Remix.run Logo
dawnofdusk 6 days ago

>but we know that reasoning is an emergent capability!

This is like saying in the 70s that we know only the US is capable of sending a man to the moon. Just because the reasoning developed in a particular context means very little about what the bare minimum requirements for that reasoning are.

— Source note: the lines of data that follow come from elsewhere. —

PR #1070, opened 2021-10-21
feat: add proxy-agent

RafaelGSS:
Address: #569.

There is a remaining point to be discussed. I've implemented it and tested it against other HTTP libraries ([request](https://github.com/request/request), [axios](https://github.com/axios/axios)) and here are a quick HTTP response summary:

<details>
<summary> Undici </summary>
<br>

image

</details>

<details>
<summary> Axios </summary>
<br>

image

</details>

<details>
<summary> Request </summary>
<br>

image

</details>

You will notice that other HTTP libraries answer the HTTP request with `Connection: close` through the proxy. Nonetheless, `undici` keeps the connection open with `keep-alive`. I'm supposing that it's was designed by default, I'm sharing it just to align expectations.

---

TODO:

- [x] Add ProxyAgent test 
- [x] Https test
- [x] Add ProxyAgent types test
- [x] Docs

PR #1194, opened 2022-02-01
Fix import of `ProxyAgent`

RA80533:
ProxyAgent is imported with the assumption that `allowSyntheticDefaultImports` is enabled. The aforementioned option is disabled by default. As a result, users are required to enable `allowSyntheticDefaultImports` in order to have an error-free TypeScript experience.

https://github.com/nodejs/undici/pull/1070#discussion_r796794771


RafaelGSS (approved):
LGTM.

mcollina (approved):
lgtm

Overall I am not a fan of this blogpost. It's telling how long the author gets hung up on a paper making "broad philosophical claims about reasoning", based on what reads to me as fairly typical scientific writing style. It's also telling how highly cherry-picked the quotes they criticize from the paper are. Here is some fuller context:

>An expanding body of analyses reveals that LLMs tend to rely on surface-level semantics and cluesrather than logical procedures (Chen et al., 2025b; Kambhampati, 2024; Lanham et al., 2023; Stechly et al., 2024). LLMs construct superficial chains of logic based on learned token associations, often failing on tasks that deviate from commonsense heuristics or familiar templates (Tang et al., 2023). In the reasoning process, performance degrades sharply when irrelevant clauses are introduced, which indicates that models cannot grasp the underlying logic (Mirzadeh et al., 2024)

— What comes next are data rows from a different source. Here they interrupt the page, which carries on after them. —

PR #1199, opened 2022-02-02
types: align RequestInit types with lib.dom.ts

### LINKED ISSUE #1172: RequestInit interface does not support all of the props in dom RequestInit interface
## Bug Description

The RequestInit interface does not have many of the props in the dom version of RequestInit.

undici RequestInit

https://github.com/nodejs/undici/blob/5d524231ff0fcb8dac761fd710fa08d7d61b1c26/types/fetch.d.ts#L95-L103

dom RequestInit
```ts
interface RequestInit {
    /** A BodyInit object or null to set request's body. */
    body?: BodyInit | null;
    /** A string indicating how the request will interact with the browser's cache to set request's cache. */
    cache?: RequestCache;
    /** A string indicating whether credentials will be sent with the request always, never, or only when sent to a same-origin URL. Sets request's credentials. */
    credentials?: RequestCredentials;
    /** A Headers object, an object literal, or an array of two-item arrays to set request's headers. */
    headers?: HeadersInit;
    /** A cryptographic hash of the resource to be fetched by request. Sets request's integrity. */
    integrity?: string;
    /** A boolean to set request's keepalive. */
    keepalive?: boolean;
    /** A string to set request's method. */
    method?: string;
    /** A string to indicate whether the request will use CORS, or will be restricted to same-origin URLs. Sets request's mode. */
    mode?: RequestMode;
    /** A string indicating whether request follows redirects, results in an error upon encountering a redirect, or returns the redirect (in an opaque fashion). Sets request's redirect. */
    redirect?: RequestRedirect;
    /** A string whose value is a same-origin URL, "about:client", or the empty string, to set request's referrer. */
    referrer?: string;
    /** A referrer policy to set request's referrerPolicy. */
    referrerPolicy?: ReferrerPolicy;
    /** An AbortSignal to set request's signal. */
    signal?: AbortSignal | null;
    /** Can only be null. Used to disassociate request from any Window. */
    window?: null;
}
```

## Reproducible By

```ts
fetch('https://example.com', { mode: 'cors' })
```

## Expected Behavior

No type errors

## Logs & Screenshots

```
TS2345: Argument of type '{ mode: string; }' is not assignable to parameter of type 'RequestInit'.
  Object literal may only specify known properties, and 'mode' does not exist in type 'RequestInit'.
```

## Environment

Node v17.3.1

### Additional context

Even if the props are not implemented, it is still useful to have them to properly support isomorphic fetch.

suneettipirneni:
## This relates to...

#1172

## Rationale

Types for `RequestInit` should be fully compatible with typescript dom types.

## Changes

Adds all properties to `RequestInit` that were missing based on the typescript dom types. This adjusts the `Headers` subtype to also follow the typescript definitions.

### Features

N/A

### Bug Fixes

closes #1172

N/A


types/fetch.d.ts
```diff
@@ -96,12 +96,29 @@ export interface RequestInit {
   readonly method?: string
   readonly keepalive?: boolean
   readonly headers?: HeadersInit
-  readonly body?: BodyInit
+  readonly body?: BodyInit;
   readonly redirect?: RequestRedirect
   readonly integrity?: string
   readonly signal?: AbortSignal
+  readonly cache?: RequestCache
```
mcollina, line 103: Are we sure we want to add types for properties that will never be supported?

ronag (approved):

mcollina:
Could you add a few assertions for these changes in https://github.com/nodejs/undici/blob/main/test/types/fetch.test-d.ts?

Ethan-Arrowood (approved):
approving but also like @mcollina comment, please update the assertions in the test file before merging

lib/core/util.js
```diff
@@ -1,276 +1,294 @@
-'use strict'
+"use strict";
```
mcollina, line 1: I'm not sure how this file passes linting but it's not ok. Can you please restore it to its previous state?

Ethan-Arrowood:
I assume you have prettier/eslint auto enabled in your editor. please revert all of the changes in the .js file as it does not apply to this PR's intended changes. Thank you!

mcollina (approved):
lgtm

>Minor and semantically irrelevant perturbations such as distractor phrases or altered symbolic forms can cause significant performance drops in state-of-the-art models (Mirzadeh et al., 2024; Tang et al., 2023). Models often incorporate such irrelevant details into their reasoning, revealing a lack of sensitivity to salient information. Other studies show that models prioritize the surface form of reasoning over logical soundness; in some cases, longer but flawed reasoning paths yield better final answers than shorter, correct ones (Bentham et al., 2024). Similarly, performance does not scale with problem complexity as expected—models may overthink easy problems and give up on harder ones (Shojaee et al., 2025). Another critical concern is the faithfulness of the reasoning process. Intervention-based studies reveal that final answers often remain unchanged even when intermediate steps are falsified or omitted (Lanham et al., 2023), a phenomenon dubbed the illusion of transparency (Bentham et al., 2024; Chen et al., 2025b).

You don't need to be a philosopher to realize that these problems seem quite distinct from the problems with human reasoning. For example, "final answers remain unchanged even when intermediate steps are falsified or omitted"... can humans do this?